Bottom line. A connector run is a process on our Azure VM that calls the customer's API over the public internet — outbound only, no inbound, no access to customer networks. Customer credentials are issued to us once at onboarding, live in our Key Vault, and reach the run as scoped secrets resolved per-run by a credential broker. Tenant isolation is enforced in code (the broker derives the tenant from the verified database chain, not from the job message), not by network or vault access policy. Today, scheduled scans against real tenants cannot run — the runtime is wired with no credentials. The change that unblocks this is the env-broker phase (ADR-027 Slice 1).
Three phases, referenced throughout. Every section distinguishes what runs now from what changes next. These names are used in place of the ADR's "slice" numbers so the doc reads on its own.
- Shipped today — merged and running as of 2026-05-19. The runtime spawns connector runs with no credentials, so scheduled scans against real tenants cannot run yet.
- Env-broker phase — in flight, not merged. A credential broker resolves each tenant's secrets from the VM's environment, per run. This is the change that unblocks real scans. (ADR-027 Slice 1.)
- Key Vault broker phase — deferred, no work in progress. The broker fetches per-tenant secrets from Key Vault at run time, so the VM never holds the full set of secrets at rest. The production-grade target. (ADR-027 Slice 5.)
1. Big picture
A connector run is a process spawned on our Azure VM that calls a customer's source-system API over the public internet. The customer issues credentials to us out of band (an IAM key, an Entra app-registration secret, a ServiceNow OAuth client) and we store them on our side. Nothing about the connector model requires access to the customer's VMs or private networks — every connector is API-first.

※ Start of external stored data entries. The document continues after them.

PR #6994, opened 2023-11-08
Update Dockerfile: Change `BUN_VERSION="bun-v1.0.7"` to `BUN_VERSION="bun-v1.0.11"`

JamBalaya56562:
#### Update `BUN_VERSION="bun-v1.0.11"`
My opinion is `BUN_VERSION` ought to be **correspond with latest release version** at the same time in Dockerfile.

https://github.com/oven-sh/bun/blob/03298eb8dd96620ba0639997a3ba6f4c8f2c2d1d/Dockerfile#L19
<br>
--
`BUN_VERSION` argument will be a part of Download URL.

https://github.com/oven-sh/bun/blob/03298eb8dd96620ba0639997a3ba6f4c8f2c2d1d/Dockerfile#L20
https://github.com/oven-sh/bun/blob/03298eb8dd96620ba0639997a3ba6f4c8f2c2d1d/Dockerfile#L118
<br>
--
#### Use `latest` instead of `BUN_VERSION`
BTW, there is the other way to use `latest` instead of `BUN_VERSION` argument like below.

https://github.com/oven-sh/bun/blob/03298eb8dd96620ba0639997a3ba6f4c8f2c2d1d/.github/workflows/bun-mac-x64.yml#L9
I would like to check which is better.

- [ ] Code changes


Electroid:
This is intentional for now. That `Dockerfile` is used to _build_ Bun from scratch, not to _use_ Bun. If you want to use Bun, check out our official Docker images: https://hub.docker.com/r/oven/bun

Issue #6595, opened 2023-10-19
Do not pass script flags to lifecycle scripts


gonzaloriestra:
### What version of Bun is running?

1.0.6+969da088f5db3258a803ec186012e30f992829b4

### What platform is your computer?

Darwin 23.0.0 arm64 arm

### What steps can reproduce the bug?

- Create a package.json with the following content:
```
{
    "scripts": {
      "premyscript": "cat package.json",
      "myscript": "bun"
  }
}
```
- `bun myscript -v`

### What is the expected behavior?

It should run `cat package.json` and then `bun -v`.

### What do you see instead?

It tries to run `cat package.json -v`

### Additional information

It happens the same when adding a `postmyscript`. The flag should only be passed to the main script, not to the pre or post ones. Other package managers don't do that.

PR #6997, opened 2023-11-08
don't pass script flags to pre- or post- scripts

nektro:
### What does this PR do?

Fixes https://github.com/oven-sh/bun/issues/6595

- [x] Code changes

I wrote automated tests

- [ ] I made sure that specific versions of dependencies are used instead of ranged or tagged versions
- [ ] I ran `make headers` to regenerate the C header file
- [ ] I ran `make codegen` to regenerate the C++ and Zig code
- [ ] I added a test that imports the module
- [ ] I added a test that require() the module


dylan-conway (approved):
Thanks!

Issue #6996, opened 2023-11-08
util.formatWithOptions type issue


brettgoulder:
### What version of Bun is running?

1.0.11

### What platform is your computer?

MacOS

### What steps can reproduce the bug?

It seems util.formatWithOptions was added here: https://github.com/oven-sh/bun/issues/3760

However, its type does not appear in the VSCode editor, resulting in the Typescript error: `Property 'formatWithOptions' does not exist on type 'typeof import("util")'.`

I'm pretty sure it's because this is commented out: https://github.com/oven-sh/bun/blob/main/packages/bun-types/util.d.ts#L129-L130

Have any thoughts?

paperclover:
an older version of bun did not have this function. when i implemented it, i did not uncomment the types.

do you want to open a pr that uncomments this?

brettgoulder:
@paperdave yep, I can. I didn't quite understand the comment regarding the polyfill though. Is there something that I need to do other than uncomment this?

paperclover:
nope. the "but is not defined in the polyfill" refers to before i implemented it in the polyfill.

brettgoulder:
okay great, got a PR up for your review

PR #7002, opened 2023-11-09
Fix util.formatWithOptions typing.

brettgoulder:
### What does this PR do?

Uncomments the Typescript type for util.formatWithOptions. When formatWithOptions was [first implemented](https://github.com/oven-sh/bun/pull/4090), its types were not uncommented. 

Referenced in this issue: https://github.com/oven-sh/bun/issues/6996


paperclover:
thanks

PR #7009, opened 2023-11-09
fix(ffi): fix ffi with large `uint32_t` values

### LINKED ISSUE #7007: FFIType.u32 misbehavior

1.0.10

Linux 4.19.289-1-MANJARO x86_64 unknown

Topic FFI. 
We have an given C Struct **Color**, that has a size of 32Bit = 4byte. In my case it's on raylib. 
```C
typedef struct Color {
    unsigned char r;        // Color red value
    unsigned char g;        // Color green value
    unsigned char b;        // Color blue value
    unsigned char a;        // Color alpha value
} Color;
```

Some methods, for example `void DrawRectangle(int posX, int posY, int width, int height, Color color);` demands to get this struct passed by value. (Other functions using color as byValue parameter also had been tested with the same result)

FFI dlopen parameters: 
```DrawRectangle: {args:[FFIType.i32, FFIType.i32, FFIType.i32, FFIType.i32, FFIType.u32]},``` 

The Plan: bypass the 'issue' of not beeing able to pass structs byValue (at least I dont know any way) with passing an u32 value. 

Function for preparing data:
```js
function rgba(r,g,b,a) {
  const arr = new Uint8Array([a,b,g,r]);
  return new DataView(arr.buffer).getUint32(0);
}
``` 

```js
var color = undefined;

//1. Draws invisible magenta rect
color = rgba(255, 0, 255, 0);
DrawRectangle(100,100, 100, 100, color);
console.log(color.toString(16)); // = 00FF00FF

//2. Draws 50% transparent magenta rect
color = rgba(255, 0, 255, 127);
DrawRectangle(100,100, 100, 100, color);
console.log(color.toString(16)); // = 7FFF00FF

//3. Draws magenta rect 
color = rgba(255, 0, 255, 255);
DrawRectangle(100,100, 100, 100, color);
console.log(color.toString(16)); // = FFFF00FF
```

### What do you see instead?

In case 3 we do se an about 25% visible, blue square. 
image

This is archived as soon as the most significant bit of alpha, which is also the most significant bit of the whole u32, gets set. So in a range of 128-255.

In that case also the function of all the other bytes becomes random from 'does nothing at all' up to 'gets black or blue'.
As Example: An entire solid blue can be archived by using `255, 255, 0, 255` - thats make no sense at all. 

### Additional information

Even thought the console outputs show the expected values, I also computed them manually using bitmask. The outcome stay the same.

Since the kinda random, but deterministic behavior starts with the most significant bit, I could just guess that even thought u32 is used, at some point an signed value is beeing expected. 

It would be way better to not have to use u32 at all, to just pass an buffer as argument in the first place. But so far only pointers seems to be supported. 

Im new to bun. So I dont know where in the sourcecode this could be adressed. But I would like to look deeper into this, if someone could give me the right place to look at.

paperclover:
### What does this PR do?

Fixes #7007 

This fixes the following C code
```c
unsigned int return_u32(unsigned int x) {
  printf("%x\n", x);
  return x;
}
```

And the given JS code
```js
import { dlopen } from "bun:ffi";

const dl = dlopen("wtf.dylib", {
  return_u32: {
    args: ["uint32_t"],
    returns: "uint32_t",
  },
});

console.log(dl.symbols.return_u32(0x7fffffff).toFixed(16));
console.log(dl.symbols.return_u32(0x80000000).toFixed(16));
console.log(dl.symbols.return_u32(0x80000001).toFixed(16));
console.log(dl.symbols.return_u32(0x80000002).toFixed(16));
```

bun is before, bd is after
image

To get this fix, I am abusing JSValue's int32 tag and the js bitwise or operator to efficiently pass uint32 through to C. Here is the comment left in the source code:

> This cast with `|0` looks incorrect as it converts 0xffffffff into -1, but this misinterpretation of the integer is taken advantage of by a second misinterpretation of the bytes in the C binding The bitwise operator | forces a conversion to int32_t, but it will wrap to negative numbers when going above >0x7fffffff.
>
> What this `|0` operatation also *seems to do* (citation needed) is convert the internal representation of `JSC::JSValue` to ALWAYS use Int32Tag, which is important as `JSValue::asInt32()` can only handle
> this encoding to properly deserialize this as an int32.
>
> *tldr jsc internals*: JSValue represents int32 as a tag value, then the int32 bytes. and all other integers are as tagged 64-bit floats.
>
> The trick to fixing the bug: after using |0 to misinterpret and force the integer into Int32Tag,
> when passing the value to the C ffi code, misinterpret it again, resulting in the correct uint32_t.
>
> To do this in native code, there is a spot in zig where `uint32_t` just prints `int32_t`.

A separate issue existed for going back from C to JS, which is handled by implementing a dedicated uint32_t -> JSValue, as this must encode values above MAX_U32 as a double

Manually tested FFI and added tests to `ffi.test.ts`. I spotted existing crashes from this test when you enable FFI.

### DIFF
--- a/src/bun.js/api/FFI.h
+++ b/src/bun.js/api/FFI.h
@@ -197,7 +197,7 @@ static EncodedJSValue INT32_TO_JSVALUE(int32_t val) {
 
 static EncodedJSValue UINT32_TO_JSVALUE(uint32_t val) {
   EncodedJSValue res;
-  if(val < MAX_INT32) {
+  if(val <= MAX_INT32) {
     res.asInt64 = NumberTag | val;
     return res;
   } else {
--- a/src/bun.js/api/FFI.h
+++ b/src/bun.js/api/FFI.h
@@ -195,8 +195,18 @@ static EncodedJSValue INT32_TO_JSVALUE(int32_t val) {
    return res;
 }
 
-
-
+static EncodedJSValue UINT32_TO_JSVALUE(uint32_t val) {
+  EncodedJSValue res;
+  if(val < MAX_INT32) {
+    res.asInt64 = NumberTag | val;
+    return res;
+  } else {
+    EncodedJSValue res;
+    res.asDouble = val;
+    res.asInt64 += DoubleEncodeOffset;
+    return res;
+  }
+}
 
 static EncodedJSValue FLOAT_TO_JSVALUE(float val) {
   return DOUBLE_TO_JSVALUE((double)val);
--- a/src/bun.js/api/ffi.zig
+++ b/src/bun.js/api/ffi.zig
@@ -1097,12 +1097,11 @@ pub const FFI = struct {
                     try writer.writeAll(", ");
                 }
                 first = false;
-                try arg.typename(writer);
+                try arg.paramTypename(writer);
                 try writer.print(" arg{d}", .{i});
             }
             try writer.writeAll(
                 \\);
-                \\
                 \\
                 \\/* ---- Your Wrapper Function ---- */
                 \\ZIG_REPR_TYPE JSFunctionCall(void* JS_GLOBAL_OBJECT, void* callFrame) {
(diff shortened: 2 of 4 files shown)


Jarred-Sumner:
interesting/clever

thanks for writing a comment, this will be hard to understand in 6 months

PR #7011, opened 2023-11-09
fix(node-fetch) Set-Cookie key on node-fetch.raw() should be set-cookie instead of Set-Cookie to match nodejs behavior

cirospaciari:
### What does this PR do?

- [x] Code changes

I wrote automated tests


Jarred-Sumner:
It really expects `raw` to always be lowercased? The name `raw` implies it was as it was received by the HTTP server.

cirospaciari:
> It really expects `raw` to always be lowercased? The name `raw` implies it was as it was received by the HTTP server.

Yes, I was a little surprised too, so I tested with:

```js
const server = net
  .createServer((socket) => {
    socket.write("HTTP/1.1 200 OK\r\n");
    socket.write("Set-Cookie: session=12345\r\n");
    socket.write("Set-Cookie: session2=12345\r\n");
    socket.write("\r\n");
    socket.write("ok");
    socket.end();
  })
  .listen(8080);
```

```js
    import fetch from "node-fetch";
    fetch("http://127.0.0.1:8080", {
      headers: {
        "User-Agent": "real-ua/1.0.0",
      },
    }).then(async (r) => {
      console.log(r.headers.raw());
    });
```

Nodejs will always return lowercase
image

Issue #6330, opened 2023-10-05
Support `expect.extend()`


tinchox5:
### What is the problem this feature would solve?

I'm working on a CSS UI library and the best way I found for testing it is comparing image snapshots. Code snapshots are not useful in my case.

### What is the feature you are proposing to solve the problem?

Implement image snapshots diff feature.

### What alternatives have you considered?

On  Node I use jest with   "jest-image-snapshot" (a image snapshot extension) and puppeteer. That solves my requirements.

Electroid:
We can support this once Bun implements `expect.extend()`

etiennejcharles:
I think this might be a duplicate of #3621 - follow here instead @Electroid - I might be wrong too 🤷🏿‍♂️

Electroid:
Duplicate of #3621

PR #7017, opened 2023-11-09
Add integration tests for Vite, Astro, and Nuxt

Electroid:
This adds some integration tests for Vite, Astro, and Nuxt. We should also add pupeteer tests, but this is blocked by #6330


Jarred-Sumner:
Closing for now but let's revisit in the near future

PR #7018, opened 2023-11-10
add nix flake

rupurt:
### What does this PR do?

Adds a nix flake with an overlay to override the version if it hasn't been added as a package yet. This was extracted from my own repo https://github.com/rupurt/bun-nix

```
nix develop -c $SHELL
bun --version
```

### DIFF
--- a/default.nix
+++ b/default.nix
@@ -1,0 +1,111 @@
+{
+  lib,
+  stdenvNoCC,
+  fetchurl,
+  autoPatchelfHook,
+  unzip,
+  installShellFiles,
+  openssl,
+  writeShellScript,
+  curl,
+  jq,
+  common-updater-scripts,
+}: {specialArgs ? {}}: let
+  shas = {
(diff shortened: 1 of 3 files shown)


paperclover:
what the use case in having a nix flake on our repository instead of using [the version on nixpkgs](https://github.com/NixOS/nixpkgs/blob/master/pkgs/development/web/bun/default.nix). to me, this just adds files that will likely be left unmaintained and go out of date.

Eveeifyeve:
> what the use case in having a nix flake on our repository instead of using [the version on nixpkgs](https://github.com/NixOS/nixpkgs/blob/master/pkgs/development/web/bun/default.nix). to me, this just adds files that will likely be left unmaintained and go out of date.

I might add a follow up that keeps the flake updated for the devshell via the [update-flake-lock ](https://github.com/DeterminateSystems/update-flake-lock) action.

PR #7019, opened 2023-11-10
Fix toBeNaN's misleading JSDoc comment

joseph082:
### What does this PR do?

This fixes `toBeNaN`'s JSDoc comment, which currently says that it accepts any value coerced to `NaN` and that this is the same as `Number.isNaN`. This is misleading because `Number.isNaN` doesn't coerce the value. Only `isNaN` coerces.

See https://developer.mozilla.org/en-US/docs/Web/JavaScript/Reference/Global_Objects/Number/isNaN#description

The [zig source code](https://github.com/oven-sh/bun/blob/046d1975192316cb78886269c70c1c292a04a733/src/bun.js/test/expect.zig#L734) shows that the function acts like `Number.isNaN` and only accepts `NaN`, since pass is only true when the value is a number and doesn't equal itself.

- [ ] Code changes

I ran this test file with Bun and Jest to check.

```js
import { expect, test } from 'bun:test';

test('toBeNaN', () => {
  const NaNs = [NaN, Number.NaN, 0 / 0];
  for (const n of NaNs) {
    expect(n).toBeNaN();
    expect(Number.isNaN(n)).toBe(true);
  }

  const coercedNaNs = ['NaN', undefined, {}, 'blabla', 'notanumber'];
  for (const n of coercedNaNs) {
    expect(n).not.toBeNaN();
    expect(Number.isNaN(n)).toBe(false);
    expect(isNaN(n)).toBe(true);
  }

  const notNaNs = [37, true, null, '37', '37.37', '', ' ', Infinity];
  for (const n of notNaNs) {
    expect(n).not.toBeNaN();
    expect(Number.isNaN(n)).toBe(false);
    expect(isNaN(n)).toBe(false);
  }
});
```

### DIFF
--- a/packages/bun-types/bun-test.d.ts
+++ b/packages/bun-types/bun-test.d.ts
@@ -767,14 +767,14 @@ declare module "bun:test" {
      */
     toBeNull(): void;
     /**
-     * Asserts that a value can be coerced to `NaN`.
+     * Asserts that a value is `NaN`.
      *
      * Same as using `Number.isNaN()`.
      *
      * @example
      * expect(NaN).toBeNaN();
-     * expect(Infinity).toBeNaN();
-     * expect("notanumber").toBeNaN();
+     * expect(Infinity).toBeNaN(); // fail
+     * expect("notanumber").toBeNaN(); // fail
      */
     toBeNaN(): void;
     /**


Electroid (approved):
Thanks!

Two things the diagram can't show:
- We pull; the customer never pushes. Customer credentials live in our infrastructure even though we're scanning their environment — issued to us once at onboarding.
- Outbound only, via one egress IP. All three customer-API surfaces are reached from a single shared outbound address — the NAT egress IP that customers allowlist in their firewalls (see the Azure VM landing-zone runbook). There is no inbound path: customer firewalls only need to permit our egress IP to call their public APIs.
What lives where
| Thing | Where it lives | Sensitivity |
|---|---|---|
| Customer's source-system credentials (AWS key, Entra app secret, ServiceNow creds) | Key Vault → VM environment | High — per-tenant secret |
| Our platform's own secrets (WorkOS key, database URI, …) | Same Key Vault → VM environment | High — platform-wide |
| Per-tenant connector config (which scopes, schedule, allow-list) | Database (operational config) | Low — not secret |
| Per-tenant credential reference (a pointer: provider + name) | Database (connector config) | Low — just a pointer |
| Per-tenant credential value | Never in the database. Only in Key Vault → VM environment → the run, for the duration of one scan. | High |
The reference/value split is what makes the design safe to audit: the database can be read by every platform process, but the credential value can be read only by the broker, only inside the run, only for the duration of one scan.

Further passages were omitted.